Dal retail all’automotive, “l’interesse per le tecnologie olografiche sta crescendo sempre di più anche nel nostro paese”

 

Quando realtà virtuale e mondo reale si mischiano nasce ciò che viene definita realtà aumentata. Gli ologrammi ormai non fanno più solo parte del settore dell’intrattenimento, ma stanno costituendo un nuovo business nel campo dell’automotive e del retail. In Italia la Morelli Tech, una start-up con sede a Imola guidata da giovanissimi, ha accettato la sfida di investire in questa tecnologia innovativa, futuristica, che va però formando una realtà sempre più consolidata. Gabriele Udine, chief technology officer dell’azienda a soli 19 anni, afferma che l’interesse per la realtà aumentata in Italia “sta crescendo giorno dopo giorno”.

 

Come è nata la vostra azienda e perché avete deciso di puntare sulla realtà aumentata?

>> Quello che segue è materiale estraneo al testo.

PR #2293, opened 2019-02-24
fix-simplify-conv

nickhale:
Simplify the output of `chebfun/conv()`. 

Reasons for doing so: 
 * Consistency with old conv method (pre-Legendre series)
 * Convolution of two smooth functions typically has a much shorter length than input.


trefethen:
Thanks @nickhale from five of us at Oxford.  Merging.,

PR #2296, opened 2019-03-07
fix-chebfun-chebpts

nickhale:
Remove some unnecessary  overheads in `chebfun.chebpts'.

Before:
```
>> tic, for k = 1:1000, chebpts(10); end, toc
Elapsed time is 0.240198 seconds.
```
After:
```
>> tic, for k = 1:1000, chebpts(10); end, toc
Elapsed time is 0.156915 seconds.
```

It's not a huge difference, but it's a trivial change.


trefethen:
Thanks @nickhale.  The Oxford gang have looked at this and will merge.

PR #2307, opened 2019-06-05
Improve chebop2 help text, fix subassign, fix set

ajt60gaibb:


trefethen:
@danfortunato, here at Oxford we've looked superficially at this and are happy.  If you're happy, would you go ahead and merge?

Il progetto è nato intorno a Marzo del 2019. Dopo aver preso la patente da un po’ ci siamo accorti quanto fosse difficile mantenere la concentrazione al volante. Informandoci abbiamo constatato che ben 4 incidenti su 10 erano causati solamente da distrazione. Abbiamo pensato che servisse un sistema che permettesse di monitorare tutto ciò che può causare distrazioni senza distogliere lo sguardo dalla strada. Nelle proiezioni olografiche – e nella realtà aumentata in generale – abbiamo trovato la nostra soluzione a questo problema.

Ed è così che è nato Holoclip, il vostro primo prodotto. Avete applicato la realtà aumentata anche a settori diversi dall’automotive?

Attualmente siamo molto attivi nel reparto del retail. In particolare ci occupiamo di proiezioni delle pubblicità nei punti vendita. In Italia è una tecnologia ancora poco adottata e che vogliamo proporre come una novità. Abbiamo avuto la possibilità di parlare con molte persone provenienti da tutto il mondo al CES 2020 di Las Vegas: abbiamo avuto diversi incoraggamenti per questa idea e per anche altre su cui lavoreremo nel prossimo futuro.

Ma quali sono i benefici pratici dell’utilizzo della realtà aumentata?

Nel settore automotive la realtà aumentata consente di concentrare tutto ciò che si trova sul telefono o sul display del veicolo direttamente sul parabrezza, permettendo così al guidatore di avere una panoramica di tutte le funzionalità e ridurre al minimo le distrazioni. Inoltre il cruscotto, ormai libero, può essere così utilizzato per altre funzionalità magari più mirate al comfort.

Per quanto riguarda il retail, invece, le olografie sono utilizzate per pubblicizzare i prodotti, con una modalità che presto potrà anche divenire interattiva. In questo modo si ha un discreto vantaggio ecologico, dal momento che viene limitata la stampa di migliaia di cartelloni: sarà sufficiente cambiare il prodotto proiettato a ogni nuova campagna pubblicitaria.

 

Passiamo all’Italia. Che prospettive hanno le aziende che vogliono investire nella realtà aumentata?

Sicuramente in Italia non costituisce attualmente il settore su cui le aziende puntano maggiormente. Però ormai il mondo della tecnologia si sta muovendo sempre di più verso la realtà aumentata e sta arrivando anche in Italia. Il miglior riscontro alle nostre idee è arrivato  dall’estero, ma ciò non toglie che in Italia l’interesse per queste tecnologie sia già nato e stia crescendo notevolmente giorno dopo giorno.